Lesley Rudd was appalled when she read, in 2004, about horrific stories of abuse suffered by children in South Africa and was immediately inspired to do something about it. Eleven years ago she set up the Infant Trust to help protect vulnerable children from brutality and violence and help prevent infant rape; they have now worked with partners in five of the poorest provinces.

The Infant Trust focuses on empowering women [and a few men…] to identify possible abuse and act on their suspicions; they provide training in running crèches as places of safety and healthy development. All of the Trust’s projects are run in partnership with local groups and local organisations to ensure sustainability.

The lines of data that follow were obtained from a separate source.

PR #330, opened 2018-09-06
UTY-1098: Unit Tests for Receive System

jamiebrynes7:
#### Description
Added a ton of tests for the `SpatialOSReceiveSystem`. Also added some utility for testing:
* `WorkerOpFactory` and `WrappedOp<T>` for safely creating and using worker ops during testing
* `TestLogDispatcher` for a finer grained assertion experience vs `LogAssert` 

Was going to put things in commit order but the rebase was being lame. 
#### Tests
Lotta tests here
#### Documentation
N/A
#### Primary reviewers
If your change will take a long time to review, you can name at most two primary reviewers who are ultimately responsible for reviewing this request. @ mention them.
@firtina-improbable @samiwh

PR #384, opened 2018-09-15
Update Generated Code Logs and Exceptions

jamiebrynes7:
#### Description
A couple changes:
* To maintain consistency with the changes in the `SpatialOSReceiveSystem` made in #330 - receiving an OP and not having the EntityId in the Worker throws instead of logs.
* A command response that is received after the entity has migrated/was deleted now just logs instead of errors (as this is a very much expected state).
* Driveby - make attribute for testing internal instead of public.

**Last commit is generated code**
#### Tests
Ran all tests + ran playground.
#### Documentation
N/A
#### Primary reviewers
@jessicafalk

### DIFF
--- a/test-project/Assets/Generated/Source/improbable/gdk/tests/ExhaustiveBlittableSingularTranslation.cs
+++ b/test-project/Assets/Generated/Source/improbable/gdk/tests/ExhaustiveBlittableSingularTranslation.cs
@@ -41,10 +41,7 @@ namespace Improbable.Gdk.Tests
 
             public override void OnAddComponent(AddComponentOp op)
             {
-                if (!IsValidEntityId(op.EntityId, "AddComponentOp", out var entity))
-                {
-                    return;
-                }
+                var entity = TryGetEntityFromEntityId(op.EntityId);
 
                 var data = Improbable.Gdk.Tests.ExhaustiveBlittableSingular.Serialization.Deserialize(op.Data.SchemaData.Value.GetFields(), World);
                 data.DirtyBit = false;
@@ -103,10 +100,7 @@ namespace Improbable.Gdk.Tests
 
             public override void OnRemoveComponent(RemoveComponentOp op)
             {
-                if (!IsValidEntityId(op.EntityId, "RemoveComponentOp", out var entity))
-                {
-                    return;
-                }
+                var entity = TryGetEntityFromEntityId(op.EntityId);
 
                 entityManager.RemoveComponent<Improbable.Gdk.Tests.ExhaustiveBlittableSingular.Component>(entity);
 
@@ -130,10 +124,7 @@ namespace Improbable.Gdk.Tests
 
             public override void OnComponentUpdate(ComponentUpdateOp op)
             {
-                if (!IsValidEntityId(op.EntityId, "OnComponentUpdate", out var entity))
-                {
-                    return;
-                }
+                var entity = TryGetEntityFromEntityId(op.EntityId);
 
                 if (entityManager.HasComponent<NotAuthoritative<Improbable.Gdk.Tests.ExhaustiveBlittableSingular.Component>>(entity))
                 {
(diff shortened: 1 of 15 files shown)


workers/unity/Packages/com.improbable.gdk.core/CodegenAdapters/ComponentDispatcherHandler.cs
```diff
@@ -41,11 +42,30 @@ protected ComponentDispatcherHandler(WorkerSystem worker, World world)
             Worker = worker;
         }
 
+        /// <summary>
+        ///     A helper method that wraps TryGetEntity on the Worker. This throws if the entity does not exist.
+        ///     The reason is throws is that this method is called on receiving ops and not having that Entity Id is
```
jessicafalk: `the reason is throws is`-> `the reason it throws is`

test-project/Assets/Generated/Source/improbable/gdk/tests/ExhaustiveMapValueTranslation.cs
```diff
@@ -206,21 +197,12 @@ public override void OnComponentUpdate(ComponentUpdateOp op)
...
-                {
-                    return;
-                }
-
+                var entity = TryGetEntityFromEntityId(op.EntityId);
                 ApplyAuthorityChange(entity, op.Authority, op.EntityId);
             }
 
             public override void OnCommandRequest(CommandRequestOp op)
             {
```
jessicafalk: line 228: (for some reason I can' t add a comment on that line) - do we want to change the LogError to an exception / log?

jamiebrynes7: Ah yes probably - as its a similar case to an `UnknownComponentId`

jessicafalk: lgtm :)

workers/unity/Packages/com.improbable.gdk.core/CodegenAdapters/ComponentDispatcherHandler.cs
samiwh: Also "*if* this method".
Can actually remove the first part of the sentence. "This throws if the entity does not exist; calling this method on receive ops ..."

jamiebrynes7: Sure will readjust the wording :)

workers/unity/Packages/com.improbable.gdk.core/CodegenAdapters/ComponentDispatcherHandler.cs
```diff
@@ -60,5 +59,19 @@ protected Entity TryGetEntityFromEntityId(EntityId entityId)
...
+        /// <summary>
+        ///     An exception for when the ComponentDispatcherHandler receive a CommandRequest or CommandResponse
+        ///     with an index that it does not know.
+        /// </summary>
+        protected class UnknownCommandIndexException : Exception
+        {
+            /// <param name="commandIndex">The unknown command index.</param>
+            /// <param name="componentName">The name of the component that the command was received on.</param>
+            public UnknownCommandIndexException(uint commandIndex, string componentName)
+                : base($"Unknown command index: {commandIndex} received for {componentName}")
```
samiwh: Is there any way a user can cause this that doesn't involve magic? If not then we might need to be clearer in the error message.

samiwh: Actually this index is generated by the connection, not by the bridge, so we know any commands we receive responses for must have been sent by this worker.

test-project/Assets/Generated/Source/improbable/gdk/tests/ExhaustiveBlittableSingularTranslation.cs
```diff
@@ -203,13 +179,7 @@ public override void OnCommandResponse(CommandResponseOp op)
...
                 {
                     default:
-                        LogDispatcher.HandleLog(LogType.Error, new LogEvent(CommandIndexNotFound)
-                            .WithField(LoggingUtils.LoggerName, LoggerName)
-                            .WithField(LoggingUtils.EntityId, op.EntityId.Id)
-                            .WithField("CommandIndex", commandIndex)
-                            .WithField("Component", "Generated.Improbable.Gdk.Tests.ExhaustiveBlittableSingular")
-                        );
-                        break;
+                        throw new UnknownCommandIndexException(commandIndex, "ExhaustiveBlittableSingular");
```
samiwh: why are we doing a switch and only catching the default case?

samiwh: Ah never mind

PR #178, opened 2017-01-25
BUG: adding nrrd as element instead of having it as default only

che85:
might be related to https://github.com/QIICR/QuantitativeReporting/issues/135

### DIFF
--- a/apps/paramaps/paramap2itkimage.xml
+++ b/apps/paramaps/paramap2itkimage.xml
@@ -33,6 +33,7 @@
       <longflag>--outputType</longflag>
       <description>Output type of the resulting image data.</description>
       <default>nrrd</default>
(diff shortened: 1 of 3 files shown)


fedorov:
Add explicit output type flag for paramap tests as well?

che85:
For all of them or for one only to make sure we cover everything?

fedorov:
I just meant for these 2 tests: https://github.com/QIICR/dcmqi/blob/master/apps/paramaps/Testing/CMakeLists.txt#L44-L81. Only for the sake of consistency, since you added it in the seg test.

che85:
Yeah but I only added it for one seg test so that there is one with and one without the flag

fedorov:
ok, that is fine

Issue #182, opened 2017-01-27
Allow specifying input directory with DICOM instead of list of files


fedorov:
It is very inconvenient to specify the list ...

TODO's:

- [x] add checks for duplicates while loading DICOM instances
- [x] revise the implementation to use DCMTK API for parsing the input directory

fedorov:
Anyone has a solution how to get the list of files in directory in C++?!

fedorov:
https://github.com/cxong/tinydir ?

fedorov:
tinydir solution didn't work for me, used the recipe from http://stackoverflow.com/questions/612097/how-can-i-get-the-list-of-files-in-a-directory-using-c-or-c

fedorov:
TODO:

- [ ] add checks for duplicates while loading DICOM instances

michaelonken:
DCMTK has searchDirectoryRecursively(...), [this is the API](http://support.dcmtk.org/docs/classOFStandard.html#23539eec65d0c9a5e896579a2baf9561).

jriesmeier:
There is "now" also a [version of this function](http://support.dcmtk.org/docs-snapshot/classOFStandard.html#a1fae93f115e75ffec0a7dd6829c74a69) that supports wide chars (based on the OFFilename class).

fedorov:
Thank you! I should definitely use this one.

fedorov:
The option has been added.

TODO:

- [ ] revise the implementation to use DCMTK API for parsing the input directory

che85:
@fedorov I am working right now on this issue

fedorov:
Resolved by #196

PR #183, opened 2017-01-27
ENH: allow passing of reference DICOMs as directory

fedorov:
Also improved error reporting, made DcmDataset loading more robust

re #182

### DIFF
--- a/apps/seg/itkimage2segimage.cxx
+++ b/apps/seg/itkimage2segimage.cxx
@@ -5,12 +5,33 @@
 #undef HAVE_SSTREAM // Avoid redefinition warning
 #include "dcmqi/ImageSEGConverter.h"
 
+#ifdef _WIN32
+#include "dirent_win.h"
+#else
+#include <dirent.h>
+#endif
+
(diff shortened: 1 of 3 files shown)


che85:
Works fine for me. Just tested locally. 

The only thing that I noticed is that the user can specify both:
  --inputDICOMList 
and 
  --inputDICOMDirectory

che85:
For instance if the user specifies:

```
    --inputDICOMList ${BASELINE}/01.dcm,${BASELINE}/02.dcm,${BASELINE}/03.dcm
    --inputDICOMDirectory ${BASELINE}
```

each dataset will be load twice

fedorov:
Thanks!

> user can specify both

I don't know if it's a good idea or not, but it was intentional

che85:
Yeah it's kind of good if files are spread somehow throughout the file system but on the other hand there should be a check, that the same file won't be loaded twice

fedorov:
I agree, I added to the todo list in #182. I need the docker image, that's why wanted to merge quickly...

PR #191, opened 2017-02-01
ENH: using dcmtk searchDirectoryRecursively 

### LINKED ISSUE #182: Allow specifying input directory with DICOM instead of list of files

che85:
fixes #182


che85:
Not sure why the test with recursively searching a inputDICOMDirectory fails on Windows

che85:
Taking a look at the log messages gives me the impression, that a) I am doing something wrong when using OFStandard::searchDirectoryRecursively or b) it doesn't work properly on Windows. @michaelonken, @jriesmeier do you have any idea, what's going on?

fedorov:
@che85 for me the appveyor build page load does not finish. Can you add a screenshot of the error message to this thread?

che85:
@fedorov same here. I downloaded the log file and displayed it in atom. There is no error message. OFStandard::searchDirectoryRecursively just doesn't find any files in the directory, which by another test is invalidated because we are specifying a inputDICOMList with files from that directory.

image

another test where loading succeeds:

image

jriesmeier:
Maybe, it's too easy and too obvious, but Windows uses a "\" as the path separator and not a "/". Are the two screenshots really from a Windows system?

jriesmeier:
Hmm, l've meant a backslash ("\\") in my previous message. Writing from my mobile...

che85:
@jriesmeier the screenshots are from build log. We were having problems opening the appveyor, that's why I downloaded the log and made screenshots....

jriesmeier:
So, the question was: are you using searchDirectoryRecursively() with a slash ("/") as a path separator on a Windows system? This will not work, of course. You have to use a backslash (\\") instead.

che85:
Good point. That was really too obvious. I will commit later. Thanks @jriesmeier

apps/seg/itkimage2segimage.cxx
```diff
@@ -43,12 +45,15 @@ int main(int argc, char *argv[])
   if(dicomDirectory.size()){
     OFList<OFString> fileList;
     cout << "Searching recursively " << dicomDirectory << " for DICOM files" << endl;
+#if _WIN32
+    replace(dicomDirectory.begin(), dicomDirectory.end(), '/', '\\');
```
fedorov: need to confirm there is no OS-independent definition of file separator in dcmtk

jriesmeier:
@fedorov Confirmed. But there is a system-dependent one: PATH_SEPARATOR ;-)

apps/seg/itkimage2segimage.cxx
fedorov: Correction, I misunderstood this code. OS-independent definition of file separator won't help here, but I still wonder if this code can be improved with some DCMTK functionality to avoid `#_WIN32`. @jriesmeier how does DCMTK handle this situation?

fedorov:
@che85 can you factor this functionality out so we can reuse it in in the PM converter?

che85:
Sure!

jriesmeier:
@fedorov We don't have this situation in the DCMTK because if you start e.g. dcmdump on Linux, you have to use a "/", and on Windows a "\\" as the path separator. In our case, it makes no sense to use anything else than the system-specific path separator for specifying directories.

che85:
@fedorov once travis successfully compiled and tested, it's ready for merge

fedorov:
Sorry to bug you, but maybe you could squash some redundant commits?

PR #203, opened 2017-02-20
Standalone packaging rebased

jcfr:


jcfr:
re appveyor failure:

```
At line:1 char:31
+ ... thon27-x64" $env:PATH="$PYTHON_DIR;$PYTHON_DIR/Scripts;$env:PATH" $PA ...
+                 ~~~~~~~~~~~~~~~~~~~~~~~~~~~~~~~~~~~~~~~~~~~~~~~~~~~~~
Unexpected token '$env:PATH="$PYTHON_DIR;$PYTHON_DIR/Scripts;$env:PATH"' in expression or statement.
At line:1 char:85
+ ... ;$env:PATH" $PACKAGE="C:/dcmqi/dcmqi-build/dcmqi-build/dcmqi-win64.zi ...
+                 ~~~~~~~~~~~~~~~~~~~~~~~~~~~~~~~~~~~~~~~~~~~~~~~~~~~~~~~~~
Unexpected token '$PACKAGE="C:/dcmqi/dcmqi-build/dcmqi-build/dcmqi-win64.zip"' in expression or statement.
At line:1 char:145
+ ... PACKAGE="C:/dcmqi/dcmqi-build/dcmqi-build/dcmqi-win64.zip" If ([strin ...
+                                                                ~~
Unexpected token 'If' in expression or statement.
```

We will have to move the code into its own power shell script ...

jcfr:
@fedorov I updated the topic removing the upload as GitHub release. Now looking into the naming of package for windows.

jcfr:
Et voila. This last commit addresses the windows package names.

I expect CI to turn green

@fedorov Consider also reviewing the change associated with docker, they drastically reduce the size of the images and include build metadata into it. Particularly useful to track provenance of the image.

fedorov:
Great, thank you! I did look at the docker-related changes, but I have to say I don't understand all that is going on or the motivation. I will need to keep looking, and maybe talk with you at some point. I still don't quite get it why we need dockcross, sorry!

jcfr:
> I will need to keep looking, and maybe talk with you at some point. I still don't quite get it why we need dockcross, sorry!

The idea is the following:

* dcmqi docker image is geared toward user, this means should not include a compiler. By basing it only on `centos:5` and copying the binaries into it, we have a light weight image.

*  the binaries copied into it are built using the dockcross image (these are images made to compile project) ... it removes the need for dcmqi project to have to maintain its own image and compilers.

The process is then the following:
1. build the dcmqi binaries using dockcross compiler
2. create a docker image based on centos:5 that only contain the binaries generated in step 1

fedorov:
@jcfr thanks for your patience and explanations. I understand better now. When you have a moment, can you explain what is the current process of updating the docker image? In the past I was able to have automatic build on Docker Hub, and now I see there is a section in CircleCI that is supposed to push the image, but it is not clear to me where it is supposed to get the credentials to complete that step.

fedorov:
> not clear to me where it is supposed to get the credentials to complete that step

I see, ok - found those in CircleCI environment setting. Looking at what happened and why Docker Hub is not updated.

fedorov:
Ok, I think I was confused by the way qiicr/dcmqi docker hub entry is set. It shows build details, but not history for the published images. It does look like the docker push worked. Would be great if we could talk sometime, I feel like I am missing quite a few things!

jcfr:
> When you have a moment, can you explain what is the current process of updating the docker image ? 

Prior to his change, dockerhub was systematically building the docker image independently of test failing or passing. 

In the current implementation, image will be pushed only if tests pass. Not that on circleci, the deployement step is done only for master branch. See [here](https://github.com/QIICR/dcmqi/blob/7f40682681608bfcf62199d563e4b70bca15b945/circle.yml#L29-L37)

>  there is a section in CircleCI that is supposed to push the image, but it is not clear to me where it is supposed to get the credentials to complete that step.

Indeed, the env. variable are set  in the CircleCI UI.  That said, they will be available only for PR done by trusted members. 

secret-not-for-fork-pullrequest

>  I think I was confused by the way qiicr/dcmqi docker hub entry is set. It shows build details, but not history for the published images. It does look like the docker push worked. Would be great if we could talk sometime, I feel like I am missing quite a few things!

The docker automated build are not enabled. See below

docker-hun-auto-build-disabled


But was you can see below, the latest image is updated on each successful build done from master:

dockerhun-image-list

Also worth noting that after pushing a tag, a tagged docker images will also be automatically pushed. This is done [here](https://github.com/QIICR/dcmqi/blob/7f40682681608bfcf62199d563e4b70bca15b945/docker/Makefile#L67)

fedorov:
This helps a lot, thank you! I didn't look under Tags, I was expecting an update image under Build details, but of course it is not supposed to be there. Indeed amazing how much smaller the new image is!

Lesley has been proactive in setting up all of the projects, fundraising and helping to design all the programmes.

Their flagship ‘Caring for Crèches’ programme, which was developed with Childline South Africa, is a free six-day training programme which instructs crèche leaders and carers in child care, health (including HIV/AIDS), nutrition, and how to recognise and react appropriately to suspected abuse. This programme alone has trained around 2,200 women, identified more than 3,000 children who have been abandoned and/or abused, and helped to protect over 106,000 small children plus others in their families and communities.

Through Infant Trust, Lesley also support numerous other projects, including providing therapy and support programmes for children and their families who have suffered abuse and a project which collects toys to pass on to traumatised young children. The Infant Trust also runs training courses for community volunteers and social workers, and carries out research into why such atrocious crimes are carried out and how this can prevented in future.

Prime Minister David Cameron said:

“With the Infant Trust Lesley has empowered thousands of women across South Africa to protect and safeguard children in their communities. The education and training she has provided has helped to improve the lives of over 800,000 children, tackling the violence and abuse that affects too many of them in their early years. As we mark International Women’s Day this week I am delighted to recognise all that Lesley has done with the UK’s 489th Point of Light.”

Lesley said:

“It is a huge honour to be given this award in recognition of the work we have been doing for 11 years. Whilst our focus is always on how we can work to help protect more children, and help to break the cycle of violence against the most vulnerable in South Africa it is very rewarding to have our work recognised in the UK”

The daily Points of Light award recognises outstanding individual volunteers - people who are making a change in their community.